Lock In
- Cover of hardcover
- Author: John Scalzi
- Cover artist: Peter Lutjen
- Language: English
- Genre: Science fiction, police procedural
- Publisher: Tor Books
- Publication date: August 26, 2014
- Publication place: United States of America
- Pages: 336
- ISBN: 978-0-7653-7586-5
- Followed by: Head On

= Lock In =

Novel by John Scalzi

Lock In is a science fiction police procedural novel by American writer John Scalzi. The book was published by Tor Books on August 26, 2014. The audiobook of the novel was released in two versions, one narrated by Wil Wheaton and the other by Amber Benson.

The sequel to this novel is titled Head On, which was released in April 2018.

==Plot summary==
The world is exposed to a highly contagious virus. Most who get sick experience nothing worse than flu-like symptoms. For 1%, the virus causes the victims to be fully awake, but unable to move or respond to stimulus. This is known as "lock in", and resembles the real condition known as locked-in syndrome. The illness comes to be known as "Haden's syndrome" with its victims called "Hadens". Humanoid robotic personal transport units controlled by a Haden's brain (nicknamed "Threeps" after C-3PO from Star Wars) are developed as the primary way for a Haden to interact with the outside world.

Twenty five years after the initial virus exposure, FBI agents Chris Shane (who is a Haden) and Leslie Vann are assigned to a Haden-related murder, with a suspect who is an "Integrator" – someone who can let a Haden use their bodies. If the Integrator was carrying a Haden, then finding the suspect for the murder is complicated. Further Integrator-Haden related murders occur, making the case larger than expected, and as Shane and Vann dig deeper, they uncover a plot to completely shake up the Haden economy.

==Companion novella==
Lock In is accompanied by a novella, Unlocked: An Oral History of Haden's Syndrome, an epistolary work which provides background details about the origins of the epidemic. Chris Shane, the protagonist of Lock In, is briefly mentioned in Unlocked.

==Reception==

The Milwaukee Journal Sentinel called it "compulsively readable", and praised Scalzi for having "a combination of skill, vision and intuition."

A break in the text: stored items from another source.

Issue #6370, opened 2024-07-04
Bug: In the Safari browser, during the compositing event process, the delete key exhibits unexpected behavior.


skyline0705:
Lexical version: 0.16.0

## Steps To Reproduce

1. Input Some Text, and then use a different language input, such as Chinese, trigger the composition event, and don't select word or press such as enter key
2. press backslash, when delete the first composition character, it will delete both the start composition character and the character before the first composition character

https://github.com/facebook/lexical/assets/1788280/59ab70e6-0075-411b-922e-5371f667143f

## The current behavior
it will delete the first composition character and the character before the first composition character
## The expected behavior
only delete the beginning composition character

## Impact of fix
I have try it on the version of v0.14.5, it works fine, and above v0.15.0, the mistake appears

yuluo-zy:
I'm also having the same problem, it's a general and serious problem, is there a temporary solution？

yuluo-zy:
Still available on the latest version 0.17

Legendary Television acquired the rights to Lock In to adapt it into a TV pilot in 2014. However, sometime before March 2017 the TV rights were given up by Legendary.

| Year | Award | Category | Result | Ref. |
| 2015 | Campbell Memorial Award | — | Finalist |  |
| Locus Award | Science Fiction Novel | Finalist |  |

An analysis at io9 suggested that, if not for the Sad Puppies ballot-manipulation campaign, Lock In would have been a finalist for the 2015 Hugo Award for Best Novel.